(Items from a dataset)
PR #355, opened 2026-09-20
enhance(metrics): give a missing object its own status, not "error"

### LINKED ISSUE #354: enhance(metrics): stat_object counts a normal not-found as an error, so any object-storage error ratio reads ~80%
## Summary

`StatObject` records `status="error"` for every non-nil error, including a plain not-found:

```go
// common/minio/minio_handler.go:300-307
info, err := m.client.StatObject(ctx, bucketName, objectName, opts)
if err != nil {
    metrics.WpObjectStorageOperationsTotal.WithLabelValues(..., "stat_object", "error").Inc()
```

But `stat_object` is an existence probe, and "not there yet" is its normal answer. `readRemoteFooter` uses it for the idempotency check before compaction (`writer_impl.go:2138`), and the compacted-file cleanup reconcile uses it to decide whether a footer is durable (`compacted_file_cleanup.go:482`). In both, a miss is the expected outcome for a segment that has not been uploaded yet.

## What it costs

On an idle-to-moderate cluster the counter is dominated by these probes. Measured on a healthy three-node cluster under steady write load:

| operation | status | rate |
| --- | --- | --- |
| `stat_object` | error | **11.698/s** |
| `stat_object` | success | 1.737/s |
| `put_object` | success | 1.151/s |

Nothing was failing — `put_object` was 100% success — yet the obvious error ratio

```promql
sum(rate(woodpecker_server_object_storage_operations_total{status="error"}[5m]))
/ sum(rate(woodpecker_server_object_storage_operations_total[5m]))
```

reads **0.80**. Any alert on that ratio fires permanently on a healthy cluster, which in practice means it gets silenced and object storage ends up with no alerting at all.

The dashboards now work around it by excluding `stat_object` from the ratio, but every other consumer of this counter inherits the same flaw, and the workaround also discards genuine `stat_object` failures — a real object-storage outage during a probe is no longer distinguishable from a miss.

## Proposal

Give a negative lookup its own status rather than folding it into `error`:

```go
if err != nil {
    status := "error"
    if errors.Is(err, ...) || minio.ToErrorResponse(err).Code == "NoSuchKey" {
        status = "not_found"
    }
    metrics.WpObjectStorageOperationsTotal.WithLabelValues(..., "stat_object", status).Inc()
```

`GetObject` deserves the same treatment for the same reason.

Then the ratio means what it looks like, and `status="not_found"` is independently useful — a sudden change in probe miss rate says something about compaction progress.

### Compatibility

> [GOAL OF THE EXERCISE]:
Your response should be each line that includes the word "reads", copied from the records.

> [OUTPUT FOR THIS EXERCISE]:
### LINKED ISSUE #354: enhance(metrics): stat_object counts a normal not-found as an error, so any object-storage error ratio reads ~80%
reads **0.80**. Any alert on that ratio fires permanently on a healthy cluster, which in practice means it gets silenced and object storage ends up with no alerting at all.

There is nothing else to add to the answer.